Israel stands alone in fight against terror one year after Oct. 7’s horrorsBy Michael Goodwin
Published Oct. 6, 2024
Updated Oct. 7, 2024, 7:56 a.m. ET
In Israel, Oct. 6, 2023 was a day marked by optimism. Saudi Arabia was moving toward normalizing relations with the Jewish state, a once-unthinkable step that would dramatically improve Israel’s relationships with the Arab world.
A pact with the Saudis including trade, tourism and security provisions would expand the historic Abraham Accords forged under Donald Trump, bolster a regional alliance with the United States and further isolate Iran.

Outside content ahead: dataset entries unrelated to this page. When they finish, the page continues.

Issue #2831, opened 2018-04-13
NDArrayUtil implementation to convert matrices is wrong


HDouss:
#### Issue Description

`NDArrayUtil.toNDArray(int[][] nums)` implementation is wrong and give bad dimensions. The only place where this methos is called in deeplearning4j, datavec and nd4j is in `ImageLoader.asMatrix` method. To reproduce an issue, run `MnistImagePipelineExample` with these modifications before initializing the record reader:
```java
Configuration conf = new Configuration();
conf.setBoolean(RecordReader.APPEND_LABEL, true);
conf.set("org.datavec.api.records.reader.RecordReader.imageloader", "imageio");
recordReader.initialize(conf ,train);
```
The images read will have bad shapes.

#### Version Information

* version: master branch

saudet:
Thanks for the fix!

PR #2832, opened 2018-04-13
#Fix for 2831

HDouss:

Fixed the implementation.

## How was this patch tested?
It seems to me that nd4j-api does not have unit test. Tested locally by reading images with ImageLoader (scenario described in issue).

### DIFF
--- a/nd4j-backends/nd4j-api-parent/nd4j-api/src/main/java/org/nd4j/linalg/util/NDArrayUtil.java
+++ b/nd4j-backends/nd4j-api-parent/nd4j-api/src/main/java/org/nd4j/linalg/util/NDArrayUtil.java
@@ -15,11 +15,11 @@ public class NDArrayUtil {
     public static INDArray toNDArray(int[][] nums) {
         if (Nd4j.dataType() == DataBuffer.Type.DOUBLE) {
             double[] doubles = ArrayUtil.toDoubles(nums);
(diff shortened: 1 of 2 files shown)


agibsonccc:
@HDouss it does, at least ask before making assumptions that a widely used library doesn't have unit tests o_0. Please add your test to: https://github.com/deeplearning4j/nd4j/tree/master/nd4j-backends/nd4j-tests/src/test/java/org/nd4j The reason we have the unit tests in here is because nd4j is a multi backend library. Different implementations should have the same results.

HDouss:
@agibsonccc I did not ask because the method and the modifications are even too simple to test. By the way I did not find any unit test for any method of NDArrayUtil. Could you please point me to the test class, may be I missed something?

agibsonccc:
@HDouss for this one I agree with you..a lot of the simpler classes/utilities that weren't meant for public consumption didn't have tests. if it's impacting someone though we generally ask folks to create tests both for our own maintenance as well as for adding simple cases. Feel free to create a simple test class there under the same package name. It can be used for future reference. Thanks for understanding!

saudet:
Since this affects DataVec, just add the few lines of code you have in #2831 in some unit test there and that'll be alright :) Thanks

HDouss:
@saudet I don't think it is a good idea. I added a unit test covering 2 methods of NDArrayUtil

“Every day seems to bring a new advance in the fast-moving American effort to build a Saudi-Israeli alliance in the Middle East,” was how a Times of Israel columnist described the confident outlook that day. “Should an Israeli-Saudi deal be sealed, the two countries will owe much to Tehran for so expertly driving them into each other’s arms.”
In late September, Saudi Crown Prince Mohammed bin Salman had told Fox News that “We’re getting closer to peace every day.” In early October, an Israeli government minister had been photographed celebrating the Jewish holiday of Sukkot in Riyadh.
It was all too threatening for Iran and its terror proxies. The normalization process had to be stopped if Israel was ever going to be eliminated.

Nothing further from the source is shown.